The story of an Italian city that disappeared confirms that “the power to tax is the power to destroy.”
by Massimo Introvigne
A paper presented at the webinar “Political Charity and the Tai Ji Men Case,” co-organized by CESNUR and Human Rights Without Frontiers on September 5, 2022, United Nations International Day of Charity.
“Charity” is a broad word. In the Catholic tradition, the highest charity is the love of God, and in the second place comes political charity. While many quote the statement that “politics is the highest form of charity, in fact the highest after the love we direct to God” from Popes Pius XII and Paul VI, both referred to a speech by their predecessor Pius XI, dated December 18, 1927.
Good politics comes from love—love for the nation, the city, and the citizens. Normally, however, we only understand a concept when we are confronted with its contrary. We know what “hot” means by comparing it to “cold.” We may understand political charity by looking at its contrary, political malevolence. There are historical cases when rulers hate their citizens and seek to punish and destroy them. We can find examples in recent totalitarian regimes, but I believe dizi engaged in tax reform will find an ancient one educational.

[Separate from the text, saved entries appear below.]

PR #4245, opened 2020-09-23
Log new padding and cell size on 'SizeInfo' update

kchibisov:
This makes our logging of 'SizeInfo' changes more consistent
with the one we're using when creating a new 'Display'.

### DIFF
--- a/alacritty/src/display.rs
+++ b/alacritty/src/display.rs
@@ -435,10 +435,10 @@ impl Display {
         let physical = PhysicalSize::new(self.size_info.width as u32, self.size_info.height as u32);
         self.window.resize(physical);
 
+        self.renderer.resize(&self.size_info);
+        
         info!("Padding: {} x {}", self.size_info.padding_x, self.size_info.padding_y);
         info!("Width: {}, Height: {}", self.size_info.width, self.size_info.height);
-
-        self.renderer.resize(&self.size_info);
     }
 
     /// Draw the screen.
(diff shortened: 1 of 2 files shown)


alacritty/src/display.rs
```diff
@@ -432,6 +434,10 @@ impl Display {
         // Resize renderer.
         let physical = PhysicalSize::new(self.size_info.width as u32, self.size_info.height as u32);
         self.window.resize(physical);
+
+        info!("Padding: {} x {}", self.size_info.padding_x, self.size_info.padding_y);
+        info!("Width: {}, Height: {}", self.size_info.width, self.size_info.height);
+
         self.renderer.resize(&self.size_info);
```
chrisduerr, line 441:
```suggestion

        self.renderer.resize(&self.size_info);
        
        info!("Padding: {} x {}", self.size_info.padding_x, self.size_info.padding_y);
        info!("Width: {}, Height: {}", self.size_info.width, self.size_info.height);
```

chrisduerr (changes requested):

alacritty/src/display.rs
```diff
@@ -432,7 +434,11 @@ impl Display {
         // Resize renderer.
         let physical = PhysicalSize::new(self.size_info.width as u32, self.size_info.height as u32);
         self.window.resize(physical);
+
```
chrisduerr, line 437:
```suggestion
```

chrisduerr (changes requested):

alacritty/src/display.rs
kchibisov: lol.

chrisduerr (approved):

PR #4248, opened 2020-09-24
Remove Unused Linear Type

nixpulvis:
Just noticed that this new type isn't used anywhere, and I frankly can't imagine what it's purpose could be. Perhaps this is motivated by my long standing desire to remove `Line` and `Column` as well... but at least this is a smaller, and hopefully less contentious removal.

### DIFF
--- a/alacritty_terminal/src/index.rs
+++ b/alacritty_terminal/src/index.rs
@@ -220,28 +220,6 @@ impl fmt::Display for Column {
     }
 }
 
-/// A linear index.
-///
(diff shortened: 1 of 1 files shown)


chrisduerr (approved):
> Just noticed that this new type isn't used anywhere

New type? More like ancient type. This was originally used for selection I believe to store the position of its start/end as linear points combining both line and column into a single value. Though realistically that just made things more difficult, not easier, which is why I replaced it.

I didn't realize this was still a thing, thanks for removing it.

Not too far from where I live, nested on the magnificent Gulf of Baratti on the Mediterranean Sea, is a tiny hamlet called Populonia. Today, it has only a population of 17. Visitors are surprised when they learn that, seven centuries before the Common Era, Populonia was one of the largest European cities. With 18,000 inhabitants, it rivaled Rome, which had some 20,000, and its port was the most important in present-day Italy, as it controlled the metal trade of copper from the hills surrounding the city and iron from the nearby Elba Island. Populonia’s splendor has been compared to Venice in the early modern era.
Yet, today, tourists walk for several hours in a large archeological park finding here and there ruins from the late immense city, whose richness is attested by mosaics and vases exhibited at the archeological museum in nearby Piombino. What happened to Populonia? Since the city was part of the Etruscan civilization, and what has been the large Etruscan nation was conquered by the Romans between the 4th and the 3rd century BCE, many visitors simply assume Populonia was destroyed by the Romans and do not even ask the question.
They are wrong, however. The Romans did not operate in that way. They destroyed only one large city, the African Phoenician port of Carthage, from where armies had set sail to conquer and destroy Rome. But in general they did not destroy, they assimilated.
Rome conquered Egypt and Greece, and their ancient monuments are still there. Romans certainly killed opponents to “Pax Romana,” the Roman Peace, but were happy to assimilate local aristocracies into their own. Before Rome became a Republic, its last kings were ethnically Etruscan.
In fact, the Romans took Populonia in 282 BCE, and did not destroy it. They build new luxurious villas, and continued to operate the metal industries and the port. So, what destroyed Populonia? The simple answer is—taxes.
Around the end of the Roman Republic, soon to been replaced by the empire, various generals tried to rule as dictators. Two of them called Sulla and Marius fought a bloody civil war in 83–82 BCE. Sulla won, and he invented something whose name is still part of the English and other languages, the “lists of proscription.” They were lists of those who had sided against Sulla in the civil war and should be punished. Until recently, historians assumed that all the thousands of people in these lists had been executed. Modern scholars believe that only some 10% were. The others were ruined through exorbitant taxes and confiscations, which in some cases took their entire property.
Sulla’s proscription lists also included entire cities. Populonia, whose city fathers had sided with his enemy Marius, was one of them. Once again, Sulla did not destroy the buildings of Populonia, nor did he kill the inhabitants. He just imposed on the city enormous taxes, which led the rich metal and shipping businesses to close, and ruined most of the citizens. Many left, until travelers of the first centuries of the Christian era visited the once magnificent city and found only ruins and no people.
In the last years of his life, Sulla retired in his villa near Naples, announcing that he will devote his time to three interests of his he regarded as much more fun than politics: books, young women, and wine. Unlike other dictators, he died of natural causes, but tyrants of the future had learned from him how to destroy opponents without tearing down buildings or spilling blood, just through taxes. In the 19th century, the President of the U.S. Supreme Court John Marshall famously stated that “the power to tax is the power to destroy.” Sulla knew it two thousand years before Marshall.
However, the story of Populonia also shows that destroying through taxes is not a wise idea. In subsequent centuries, the strategically situated port of Populonia and its metal industries would have been very useful to the Romans in their wars—but they no longer existed. Taxes had destroyed them.
The saga of Populonia is not the only historical example of political malevolence in the shape of fiscal malevolence, the contrary of political charity. But it is an important parable illuminating the Tai Ji Men case, what dizi had to suffer, and their work for tax reform. The unwise use of the power to tax, which is the power to destroy, led to the collapse of greater civilizations than present-day Taiwan. For Taiwanese politicians, unlike the Romans of old, there is however still time to change the road they are on.